LLaMa.CPP
Slots
The Slots API provides detailed information about the current inference slots on the Llama.cpp server. Slots represent active or idle contexts used for processing requests. This is particularly useful for:
- Monitoring active sessions (e.g., ongoing generations).
- Inspecting slot parameters (e.g., temperature, top_k).
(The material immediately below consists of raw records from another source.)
PR #144, opened 2018-11-05
Longing elf - Collections Code Review

ttseng:
Code review **only** for collections feature on [https://longing-elf.glitch.me/](https://longing-elf.glitch.me/)


src/curated/categories.js
```diff
@@ -92,4 +92,16 @@ export default [
     "description": "The sounds of music created, connected, visualized and remixed.",
     "backgroundColor": "rgba(162, 193, 255, 0.5)",
   },
-];
\ No newline at end of file
+];
+
+{/*
```
judeallred: best to clean this out

src/presenters/collection-editor.jsx
```diff
@@ -0,0 +1,133 @@
...
+  
+  updateAvatar(avatarUrl){
+    this.setState({
+      avatar: avatarUrl
+    });
+    this.updateFields({avatarUrl});
+  }
+
+  async updateFields(changes) {
+    // console.log('update collection fields');
```
judeallred: stray comment

src/presenters/includes/collection-avatar.jsx
```diff
@@ -0,0 +1,33 @@
...
+  componentDidMount() {
+    this.syncColor();
+  }
+  
+  componentDidUpdate() {
+    this.syncColor();
+  }
+  
+  render() {
+    return <span ref={this.ref}><SVGInline svg={defaultAvatarSVG}/></span>;
```
judeallred: this is neat, good job!

src/presenters/includes/collection-result-item.jsx
```diff
@@ -0,0 +1,89 @@
...
+const addProject = (addProjectToCollection, project, collection, collectionPath, notification, togglePopover) => {
+
+  // add project to collection via api
+  addProjectToCollection(project, collection);
+  
+  // toggle popover
+  togglePopover();  
+  
+  // show notification
+  // TO DO - only show this if add project to collection completes successfully
```
judeallred: TODO's should be extracted to notion cards, then we can delete the comments.  (once we're not actively in the code, it's easy to lose track of todo's :-) )

src/presenters/includes/collection-result-item.jsx
```diff
@@ -0,0 +1,89 @@
...
+  const content = <AddProjectMessage projectName={project.domain} collectionName={collection.name} url={collectionPath}/>;
+  notification(content, "notifySuccess");
+};
+
+// NOTE: CAN WE PASS CURRENT USER INSTEAD OF DOING AN API REQUEST TO GET THE USER LOGIN HERE?
+async function getCollectionUrl(api, userId, collectionUrl){
```
judeallred: yup, and you can get the user from the user context

src/presenters/includes/collection-result-item.jsx
```diff
@@ -0,0 +1,89 @@
...
+  const {data} = await api.get(`users/${userId}`);
+  const username = data.login;
+  let path = `/@${username}/${collectionUrl}`;
+
+  return path;
+}
+
+const CollectionResultItem = ({addProjectToCollection, api, project, collection, isActive, togglePopover}) => {
+  var resultClass = "button-unstyled result result-collection";
```
judeallred: use 'let' please instead of 'var'

src/presenters/includes/edit-collection-name-and-url.jsx
```diff
@@ -0,0 +1,37 @@
+import React from 'react';
```
judeallred: [note to self; I left off here. Will resume from this point in the PR as I continue reviewing tomorrow :-) ]

src/models/collection.js
```diff
@@ -0,0 +1,72 @@
...
+
+export const avatars = {
+  computer: "https://cdn.hyperdev.com/us-east-1%3Acba180f4-ee65-4dfc-8dd5-f143280d3c10%2Fcomputer.svg",
+  tetris: "https://cdn.hyperdev.com/6ce807b5-7214-49d7-aadd-f11803bc35fd%2Ftetris.svg",
+  robot: "https://cdn.hyperdev.com/6ce807b5-7214-49d7-aadd-f11803bc35fd%2Frobot.svg",
+  hardware: "https://cdn.gomix.com/6ce807b5-7214-49d7-aadd-f11803bc35fd%2Fhardware.svg",
+  art: "https://cdn.glitch.com/2bdfb3f8-05ef-4035-a06e-2043962a3a13%2Fart.svg?1499357014248",
+  music: "https://cdn.glitch.com/2bdfb3f8-05ef-4035-a06e-2043962a3a13%2Fmusic.svg?1502555440002",
+};
+
```
GregWeil: I think everything above this is dead code and can be removed.

src/presenters/collections-list.jsx
```diff
@@ -0,0 +1,196 @@
...
+      this.setState({newCollectionUrl: newCollectionUrl});
+      this.setState({shouldRedirect: true});
+      return true;
+    }
+    return false;
+  }
+  
+  async generateNames(userLogin) {
+    let collectionSynonyms = ["mix","bricolage","playlist","assortment","potpourri","melange","album","collection","variety","compilation"];
+    let predicate = userLogin;
```
GregWeil: Since collections are already scoped to the user, why use their login instead of a fixed predicate?

src/presenters/collections.jsx
```diff
@@ -0,0 +1,23 @@
...
+            </div>
+            <div className="category-box-label centered" style={{backgroundColor: color}}>{name}</div>
+          </li>
+        </a>
+      ))}
+    </ul>
+  </section>
+);
+
+export default Categories;
```
GregWeil: This should get renamed back to categories.jsx as long as it's rendering categories and not collections

src/presenters/includes/add-collection-avatar.jsx
```diff
@@ -0,0 +1,27 @@
...
+      )}
+    </PopoverContainer>
+  );
+};
+
+AddCollectionAvatar.propTypes = {
+  api: PropTypes.func.isRequired
+};
+
+export default AddCollectionAvatar;
```
GregWeil: This isn't coming back, right? If not it should get removed

src/presenters/includes/collection-result-item.jsx
ttseng: oh, so actually there is probably an issue here worth resolving, which is that I don't handle if addProjectToCollection throws an error - I always add the success notification after the API request is made.  Do you know if there's an example of error notifications I can look at for reference?

src/presenters/includes/editable-wrapping-field.jsx
```diff
@@ -0,0 +1,73 @@
...
+    super(props);
+    this.state = { id: uniqueId("editable-field-") };
+    this.textInput = React.createRef();
+    this.onChange = this.onChange.bind(this);
+  }
+  
+  componentDidMount() {
+    if (this.props.autoFocus) {
+      this.textInput.current.select();
+    }
```
judeallred: autofocus on mount should be a default behavior in react;  if that works then we should be able to do away with this ref... i'll play with it for a sec...

judeallred: yup, all still works without that code.  I edited longing-elf and pulled it out.

judeallred: lmk if there's something i'm missing here :)

src/presenters/includes/project-result-item.jsx
```diff
@@ -4,20 +4,31 @@ import PropTypes from 'prop-types';
 import {getAvatarUrl} from  '../../models/project';
 import {StaticUsersList} from '../users-list.jsx';
 
-const ProjectResultItem = ({id, domain, description, users, action, isActive}) => {
-  var resultClass = "button-unstyled result ";
+const ProjectResultItem = ({id, domain, description, users, action, isActive, isPrivate}) => {
+  var resultClass = "button-unstyled result result-project";
```
judeallred: mostly personal preference, but I tend to favor composing variables once instead of testing and modifying them.  i wrote to look like this:
```
  const activeClass = isActive ? "active" : "";
  const privateClass = isPrivate ? "private" : "";
  const resultClass = `button-unstyled result result-project ${activeClass} ${privateClass}`;
```

src/presenters/overlays/overlay-select-collection.jsx
```diff
@@ -0,0 +1,94 @@
...
+    </PopoverContainer>
+  </>
+);
+OverlaySelectCollection.propTypes = {
+  children: PropTypes.node.isRequired,
+  domain: PropTypes.string.isRequired,
+};
+
+
+export default OverlaySelectCollection;
```
GregWeil: This isn't used

src/presenters/overlays/overlay-select-collection.jsx
```diff
@@ -0,0 +1,94 @@
...
+import PropTypes from 'prop-types';
+
+import PopoverContainer from '../pop-overs/popover-container.jsx';
+import categories from '../../curated/categories.js';
+
+import CollectionResultItem from '../includes/collection-result-item.jsx';
+
+const OverlaySelectCollection = ({children, domain}) => (
+  <>
+    <PopoverContainer>
```
judeallred: we only need the fragments when there isn't a different top-level wrapper.  In this case, we have PopoverContainer, so th e fragment can be removed

judeallred: [fixed]

src/presenters/overlays/overlay-select-collection.jsx
```diff
@@ -0,0 +1,94 @@
...
+          <dialog className="overlay overlay-collection">
+            <section className="pop-over-actions">
+              <section className="title">
+                <span>Add {domain} to collection</span>
+              </section>            
+              <section className="pop-over-actions results-list">
+                <ul className="results">
+                  <li>
+                    <CollectionResultItem
+                      projectName={domain}
```
judeallred: this list should be able to simplify to:
```
{ categories.slice(0,4).map( ({name, description, id, avatarUrl, url}) => (
        <li>
                  <CollectionResultItem
                    projectName={domain}
                    collectionName={name}
                    description={description}
                    id={id}
                    avatarUrl={avatarUrl}
                    url={url}
                    isActive={false}
                    togglePopover={togglePopover}
                  />
        </li>
))}
```

src/presenters/collections-list.jsx
ttseng: I guess this does lead to some redundancies in the URL, but it also may make the collection easier to associate with a user when it does appear elsewhere on the site (for example, search results, when we add collections there).  I don't have a strong preference here, though.  do you have a specific predicate in mind?

src/presenters/includes/project-result-item.jsx
ttseng: cool that's cleaner

src/presenters/overlays/overlay-select-collection.jsx
ttseng: yeah, this was an earlier prototype that used an overlay rather than a nested pop-over.  will remove.

src/presenters/pages/collection.jsx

- Debugging or optimizing multi-request scenarios.
Tip
Slots help manage concurrent inference tasks. You can use this API to check the status of each slot and its associated settings.
Code
use Partitech\PhpMistral\Clients\LlamaCpp\LlamaCppClient;
use Partitech\PhpMistral\MistralClientException;
$llamacppUrl = getenv('LLAMACPP_URL');
$llamacppApiKey = getenv('LLAMACPP_API_KEY');
$client = new LlamaCppClient(apiKey: $llamacppApiKey, url: $llamacppUrl);
try {
$response = $client->slots();
print_r($response); // Display slot information
} catch (MistralClientException $e) {
echo $e->getMessage();
exit(1);
}
Result
Array
(
[0] => Array
(
[id] => 0
[id_task] => -1
[n_ctx] => 512
[speculative] =>
[is_processing] =>
[non_causal] =>
[params] => Array
(
[n_predict] => -1
[temperature] => 0.80000001192093
[top_k] => 40
[top_p] => 0.94999998807907
[repeat_penalty] => 1
...
)
[prompt] =>
[next_token] => Array
(
[has_next_token] => 1
[n_remain] => -1
[n_decoded] => 0
)
)
)
Key Fields
Field | Description |
---|---|
id |
Unique identifier for the slot. |
id_task |
Associated task ID (-1 if idle). |
n_ctx |
Context window size allocated for the slot. |
speculative |
Indicates if speculative decoding is active for this slot. |
is_processing |
Indicates if the slot is currently processing a request. |
non_causal |
Indicates if the slot uses non-causal (bidirectional) attention (if supported). |
params |
Generation parameters applied in this slot (e.g., temperature, top_k, penalties). |
prompt |
The current prompt content for this slot (if any). |
next_token |
Status of the next token generation (e.g., tokens remaining, decoded). |
Use Cases
- Concurrency monitoring: Track how many slots are active and which ones are idle.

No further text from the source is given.